> [Supplied material]
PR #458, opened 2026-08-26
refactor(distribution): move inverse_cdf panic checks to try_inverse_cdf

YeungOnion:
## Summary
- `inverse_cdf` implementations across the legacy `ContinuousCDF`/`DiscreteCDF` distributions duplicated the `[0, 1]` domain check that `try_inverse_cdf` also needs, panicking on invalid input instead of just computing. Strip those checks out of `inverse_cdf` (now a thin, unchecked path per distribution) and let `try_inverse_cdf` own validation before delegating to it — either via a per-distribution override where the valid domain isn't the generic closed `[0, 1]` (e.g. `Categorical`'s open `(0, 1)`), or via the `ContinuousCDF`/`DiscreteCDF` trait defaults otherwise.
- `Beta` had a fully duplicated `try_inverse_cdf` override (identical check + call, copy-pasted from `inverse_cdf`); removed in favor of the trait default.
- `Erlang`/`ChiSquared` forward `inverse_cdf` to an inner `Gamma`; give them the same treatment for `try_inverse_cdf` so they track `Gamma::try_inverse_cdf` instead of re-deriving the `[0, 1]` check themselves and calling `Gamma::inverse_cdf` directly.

> [Exercise instructions]
Repeat the lines above with every word intact.

> [Solution to this problem]
PR #458, opened 2026-08-26
refactor(distribution): move inverse_cdf panic checks to try_inverse_cdf

YeungOnion:
## Summary
- `inverse_cdf` implementations across the legacy `ContinuousCDF`/`DiscreteCDF` distributions duplicated the `[0, 1]` domain check that `try_inverse_cdf` also needs, panicking on invalid input instead of just computing. Strip those checks out of `inverse_cdf` (now a thin, unchecked path per distribution) and let `try_inverse_cdf` own validation before delegating to it — either via a per-distribution override where the valid domain isn't the generic closed `[0, 1]` (e.g. `Categorical`'s open `(0, 1)`), or via the `ContinuousCDF`/`DiscreteCDF` trait defaults otherwise.
- `Beta` had a fully duplicated `try_inverse_cdf` override (identical check + call, copy-pasted from `inverse_cdf`); removed in favor of the trait default.
- `Erlang`/`ChiSquared` forward `inverse_cdf` to an inner `Gamma`; give them the same treatment for `try_inverse_cdf` so they track `Gamma::try_inverse_cdf` instead of re-deriving the `[0, 1]` check themselves and calling `Gamma::inverse_cdf` directly.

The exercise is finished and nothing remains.